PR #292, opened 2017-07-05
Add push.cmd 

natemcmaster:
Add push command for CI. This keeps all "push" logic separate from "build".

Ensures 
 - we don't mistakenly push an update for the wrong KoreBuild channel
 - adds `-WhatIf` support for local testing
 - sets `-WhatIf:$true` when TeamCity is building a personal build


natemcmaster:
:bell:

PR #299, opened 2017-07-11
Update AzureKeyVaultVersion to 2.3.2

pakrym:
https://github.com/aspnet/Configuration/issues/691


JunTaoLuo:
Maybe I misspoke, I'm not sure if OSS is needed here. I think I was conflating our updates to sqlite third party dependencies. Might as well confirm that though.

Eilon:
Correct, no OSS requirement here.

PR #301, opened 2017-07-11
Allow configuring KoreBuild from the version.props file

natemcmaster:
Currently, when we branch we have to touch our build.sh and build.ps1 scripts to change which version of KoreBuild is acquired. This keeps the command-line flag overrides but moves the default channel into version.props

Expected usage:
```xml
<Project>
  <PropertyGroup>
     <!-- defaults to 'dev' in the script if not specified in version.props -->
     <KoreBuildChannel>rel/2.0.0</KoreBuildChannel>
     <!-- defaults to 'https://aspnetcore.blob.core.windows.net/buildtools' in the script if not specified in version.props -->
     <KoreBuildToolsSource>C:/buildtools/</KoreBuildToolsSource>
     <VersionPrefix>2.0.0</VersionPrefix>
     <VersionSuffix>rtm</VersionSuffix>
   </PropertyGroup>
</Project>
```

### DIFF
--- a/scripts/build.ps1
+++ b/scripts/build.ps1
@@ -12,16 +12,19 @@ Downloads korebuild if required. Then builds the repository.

··········

• **Task description**
Print every entry exactly.

• **Written response**
PR #292, opened 2017-07-05
Add push.cmd 

natemcmaster:
Add push command for CI. This keeps all "push" logic separate from "build".

Ensures 
 - we don't mistakenly push an update for the wrong KoreBuild channel
 - adds `-WhatIf` support for local testing
 - sets `-WhatIf:$true` when TeamCity is building a personal build


natemcmaster:
:bell:

PR #299, opened 2017-07-11
Update AzureKeyVaultVersion to 2.3.2

pakrym:
https://github.com/aspnet/Configuration/issues/691


JunTaoLuo:
Maybe I misspoke, I'm not sure if OSS is needed here. I think I was conflating our updates to sqlite third party dependencies. Might as well confirm that though.

Eilon:
Correct, no OSS requirement here.

PR #301, opened 2017-07-11
Allow configuring KoreBuild from the version.props file

natemcmaster:
Currently, when we branch we have to touch our build.sh and build.ps1 scripts to change which version of KoreBuild is acquired. This keeps the command-line flag overrides but moves the default channel into version.props

Expected usage:
```xml
<Project>
  <PropertyGroup>
     <!-- defaults to 'dev' in the script if not specified in version.props -->
     <KoreBuildChannel>rel/2.0.0</KoreBuildChannel>
     <!-- defaults to 'https://aspnetcore.blob.core.windows.net/buildtools' in the script if not specified in version.props -->
     <KoreBuildToolsSource>C:/buildtools/</KoreBuildToolsSource>
     <VersionPrefix>2.0.0</VersionPrefix>
     <VersionSuffix>rtm</VersionSuffix>
   </PropertyGroup>
</Project>
```

### DIFF
--- a/scripts/build.ps1
+++ b/scripts/build.ps1
@@ -12,16 +12,19 @@ Downloads korebuild if required. Then builds the repository.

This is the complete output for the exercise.